AWS Big Data Blog
Encrypt Your Amazon Redshift Loads with Amazon S3 and AWS KMS
Russell Nash is a Solutions Architect with AWS
Have you been looking for a straightforward way to encrypt your Amazon Redshift data loads? Have you wondered how to safely manage the keys and where to perform the encryption?
In this post, I will walk through a solution that meets these requirements by showing you how to easily encrypt your data loads into Amazon Redshift from end to end, using the server-side encryption features of Amazon S3 coupled with the AWS Key Management Service (AWS KMS).

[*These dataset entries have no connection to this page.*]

PR #2883, opened 2017-02-27
ManualPlugin: re-enable unhinge button for Qt 5.

mkrautz:
Unhinging works OK now, after we've migrated the plugin
to live inside Mumble.

### DIFF
--- a/src/mumble/ManualPlugin.cpp
+++ b/src/mumble/ManualPlugin.cpp
@@ -216,16 +216,11 @@ static void config(void *ptr) {
 
 	if (mDlg) {
 		mDlg->setParent(w, Qt::Dialog);
-#if QT_VERSION < 0x050000
 		mDlg->qpbUnhinge->setEnabled(true);
-#endif
 	} else {
 		mDlg = new Manual(w);
 	}
 
-#if QT_VERSION >= 0x050000
-	mDlg->qpbUnhinge->setEnabled(false);
-#endif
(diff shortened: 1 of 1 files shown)


src/mumble/ManualPlugin.cpp
```diff
@@ -216,16 +216,11 @@ static void config(void *ptr) {
 
 	if (mDlg) {
 		mDlg->setParent(w, Qt::Dialog);
-#if QT_VERSION < 0x050000
 		mDlg->qpbUnhinge->setEnabled(true);
```
davidebeatrici: Remove also this line, the button is not disabled by default.

mkrautz:
@davidebeatrici PTAL

src/mumble/ManualPlugin.cpp
```diff
@@ -216,16 +216,10 @@ static void config(void *ptr) {
 
 	if (mDlg) {
 		mDlg->setParent(w, Qt::Dialog);
```
davidebeatrici: We need to make sure that the Unhinge button is still available when we set the configuration window as parent.
```
if (!mDlg->qpbUnhinge->isEnabled)
	mDlg->qpbUnhinge->setEnabled(true);
```

mkrautz: Done.

mkrautz:
@davidebeatrici PTAL.

PR #3338, opened 2018-02-11
Build with PortAudio support if the "portaudio" CONFIG flag is specified

davidebeatrici:


mkrautz:
We don't recommend the use of the PortAudio backend in production. It's not as mature as the other backends. Though I understand that you're having issues with PulseAudio that aren't there in the PortAudio backend.

I'd be happier if this was a CONFIG flag. I don't have a particular thing in mind. Simply CONFIG+=portaudio wouldn't work. (Pulse's config block would still disable it.)

mkrautz:
This possibly breaks OSX Universal. We'll need to redo the build script.

davidebeatrici:
Because it relies on PortAudio being automatically enabled?

mkrautz:
Yes. Could you do a PR against https://github.com/mumble-voip/mumble-releng/blob/master/buildscripts/1.3.x/mumble-osx-universal.bash to add it to the CONFIG lines?

mkrautz:
Hmmm. Not actually sure. Maybe we use CoreAudio on that build now?

davidebeatrici:
Sure.

src/mumble/mumble.pro
```diff
@@ -446,12 +446,11 @@ unix {
   HAVE_PULSEAUDIO=$$system(pkg-config --modversion --silence-errors libpulse)
   HAVE_PORTAUDIO=$$system(pkg-config --modversion --silence-errors portaudio-2.0)
 
-  !isEmpty(HAVE_PORTAUDIO):!CONFIG(no-portaudio) {
+  !isEmpty(HAVE_PORTAUDIO):CONFIG(portaudio) {
```
mkrautz: This doesn't make any sense. If CONFIG(config)... add it again? :-)

We can drop this whole section.

Drop HAVE_PORTAUDIO.
Drop this check.

davidebeatrici: I read it as "Enable PortAudio" instead of "Add flag"...

mkrautz:
@davidebeatrici Could you squash?

mkrautz:
@davidebeatrici Also, will you do the mumble-releng PR?

PR #3339, opened 2018-02-12
Set custom build folders globally, with support for shadow builds

davidebeatrici:
This pull request sets all build artifacts to be stored in a single build directory in the root of the source tree (either "release" or "debug").

Previously, that build folder was set in in every component's project file, rather than in one of the global project files (such as "compiler.pri").

Every build file (aside from the binary) was created in the component's project directory rather than in the build one.

Also, the tests binaries were being created inside their project folder, meaning that Git showed these files as "added" rather than "untracked".

In addition to that, there was a problem with the shadow builds: binaries being in our build directory and other artifacts in the shadowed one.

This pull request sets custom folders in "compiler.pri" for as many types of build file as possible, making use of the $$shadowed (http://doc.qt.io/qt-5/qmake-function-reference.html#shadowed-path) function to retrieve the path to the shadow build directory (in case it's a shadow build).

Since that function is not available on Qt 4 and the method described on Qt's Wiki (https://wiki.qt.io/QMake-top-level-srcdir-and-builddir) sounds more like a workaround than a solution, we use our custom build folders even if it's a shadow build.

### DIFF
--- a/3rdparty/celt-0.11.0-build/celt-0.11.0-build.pro
+++ b/3rdparty/celt-0.11.0-build/celt-0.11.0-build.pro
@@ -64,13 +64,11 @@ unix {
 
 SOURCES *= bands.c celt.c cwrs.c entcode.c entdec.c entenc.c header.c kiss_fft.c laplace.c mathops.c mdct.c modes.c pitch.c plc.c quant_bands.c rate.c vq.c
 
-CONFIG(debug, debug|release) {
-  CONFIG += console
-  DESTDIR = ../../debug
-}
-
-CONFIG(release, debug|release) {
-  DESTDIR = ../../release
-}
+# TARGET is the same in both versions of CELT, thus we have to specify
+# a separated folder to prevent objects collision between the two.
+OBJECTS_DIR = $$OBJECTS_ROOT/celt-0.11.0-build
+MOC_DIR = $$MOC_ROOT/celt-0.11.0-build
+RCC_DIR = $$RCC_ROOT/celt-0.11.0-build
+UI_DIR = $$UI_ROOT/celt-0.11.0-build
 
 include(../../qmake/symbols.pri)
--- a/3rdparty/celt-0.7.0-build/celt-0.7.0-build.pro
+++ b/3rdparty/celt-0.7.0-build/celt-0.7.0-build.pro
@@ -71,13 +71,11 @@ unix {
 
 SOURCES *= bands.c celt.c cwrs.c entcode.c entdec.c entenc.c header.c kiss_fft.c kiss_fftr.c laplace.c mdct.c modes.c pitch.c psy.c quant_bands.c rangedec.c rangeenc.c rate.c vq.c
 
-CONFIG(debug, debug|release) {
-  CONFIG += console
-  DESTDIR = ../../debug
-}
-
-CONFIG(release, debug|release) {
-  DESTDIR = ../../release
-}
+# TARGET is the same in both versions of CELT, thus we have to specify
+# a separated folder to prevent objects collision between the two.
+OBJECTS_DIR = $$OBJECTS_ROOT/celt-0.7.0-build
+MOC_DIR = $$MOC_ROOT/celt-0.7.0-build
+RCC_DIR = $$RCC_ROOT/celt-0.7.0-build
+UI_DIR = $$UI_ROOT/celt-0.7.0-build
 
 include(../../qmake/symbols.pri)
--- a/3rdparty/mach-override-build/mach-override-build.pro
+++ b/3rdparty/mach-override-build/mach-override-build.pro
@@ -8,15 +8,6 @@ SOURCEDIR=$$replace(BUILDDIR,-build,-src)
   error("Aborting configuration")
 }
 
-CONFIG(debug, debug|release) {
-  CONFIG += console
-  DESTDIR = ../../debug
-}
-
-CONFIG(release, debug|release) {
-  DESTDIR = ../../release
-}
-
 TEMPLATE = lib
 CONFIG -= qt
 CONFIG += debug_and_release
--- a/3rdparty/minhook-build/minhook-build.pro
+++ b/3rdparty/minhook-build/minhook-build.pro
@@ -9,15 +9,6 @@ SOURCEDIR=$$replace(BUILDDIR,-build,-src)
   error("Aborting configuration")
 }
 
-CONFIG(debug, debug|release) {
-  CONFIG += console
-  DESTDIR = ../../debug
-}
-
-CONFIG(release, debug|release) {
-  DESTDIR = ../../release
-}
-
 TEMPLATE = lib
 CONFIG -= qt
 CONFIG += debug_and_release
--- a/3rdparty/opus-build/opus-build.pro
+++ b/3rdparty/opus-build/opus-build.pro
@@ -259,14 +259,4 @@ src/analysis.c \
 src/mlp.c \
 src/mlp_data.c
 
-
-CONFIG(debug, debug|release) {
-  CONFIG += console
-  DESTDIR = ../../debug
-}
-
-CONFIG(release, debug|release) {
-  DESTDIR = ../../release
-}
-
 include(../../qmake/symbols.pri)
--- a/3rdparty/sbcelt-helper-build/sbcelt-helper-build.pro
+++ b/3rdparty/sbcelt-helper-build/sbcelt-helper-build.pro
@@ -1,4 +1,4 @@
-include (../../qmake/compiler.pri)
+include(../../qmake/compiler.pri)
 
 BUILDDIR=$$basename(PWD)
 SOURCEDIR=$$replace(BUILDDIR,-helper-build,-src)
@@ -67,13 +67,8 @@ macx {
   SOURCES *= ../lib/futex-stub.c sbcelt-sandbox-darwin.c pdeath-kqueue.c
 }
 
-CONFIG(release, debug|release) {
-  DESTDIR = ../../release
-}
-
 CONFIG(debug, debug|release) {
   DEFINES *= USE_LOGFILE
-  DESTDIR = ../../debug/
 }
 
 include(../../qmake/symbols.pri)
--- a/3rdparty/sbcelt-lib-build/sbcelt-lib-build.pro
+++ b/3rdparty/sbcelt-lib-build/sbcelt-lib-build.pro
@@ -52,13 +52,4 @@ macx {
   SOURCES *= futex-stub.c closefrom.c
 }
 
-CONFIG(debug, debug|release) {
-  CONFIG += console
-  DESTDIR = ../../debug
-}
-
-CONFIG(release, debug|release) {
-  DESTDIR = ../../release
-}
-
 include(../../qmake/symbols.pri)
--- a/3rdparty/xinputcheck-build/xinputcheck-build.pro
+++ b/3rdparty/xinputcheck-build/xinputcheck-build.pro
@@ -15,13 +15,4 @@ INCLUDEPATH = ../$$SOURCEDIR
 
 SOURCES *= xinputcheck.cpp
 
-CONFIG(debug, debug|release) {
-  CONFIG += console
-  DESTDIR = ../../debug
-}
-
-CONFIG(release, debug|release) {
-  DESTDIR = ../../release
-}
-
 include(../../qmake/symbols.pri)
--- a/overlay/overlay-shared.pro
+++ b/overlay/overlay-shared.pro
@@ -11,7 +11,6 @@ TEMPLATE = lib
 CONFIG -= qt
 CONFIG *= dll shared debug_and_release warn_on
 CONFIG -= embed_manifest_dll
-TARGET = mumble_ol
 RC_FILE = mumble_ol.rc
 SOURCES = ancestor.cpp lib.cpp olsettings.cpp excludecheck.cpp d3d9.cpp dxgi.cpp d3d10.cpp d3d11.cpp ods.cpp opengl.cpp HardHook.cpp D11StateBlock.cpp
 HEADERS = ancestor.h lib.h olsettings.h excludecheck.h ods.h HardHook.h overlay_blacklist.h D11StateBlock.h ../3rdparty/GL/glext.h
@@ -36,16 +35,11 @@ CONFIG(force-x86_64-toolchain) {
   LIBS *= -lminhook
 }
 
-CONFIG(release, debug|release) {
-  DESTDIR = ../release
-  QMAKE_LIBDIR = ../release $$QMAKE_LIBDIR
-}
-
 CONFIG(debug, debug|release) {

Tutorial: Encrypting your data loads end to end
Below is a high-level view of the process.
The major steps in this process are:
- You create a master key in AWS KMS.
- You load the data into S3.
- S3 retrieves the key from KMS and encrypts the data.
- You run the COPY command in Amazon Redshift to load the data from S3.
You’ll need the following AWS pieces in place:
- An AWS Identity and Access Management (IAM) user assigned with a role which has “PowerUserAccess” policy attached. Note that in a production system you would be more granular and restrictive in controlling access to master keys.
- An S3 bucket.
- The AWS Command Line Interface (AWS CLI) installed and configured.
- A running Amazon Redshift cluster.
- A data file for loading into Amazon Redshift.
- The Amazon Redshift documentation has details on preparing a data file for ingest with COPY.
- If you want to follow my example exactly, you can download my data file.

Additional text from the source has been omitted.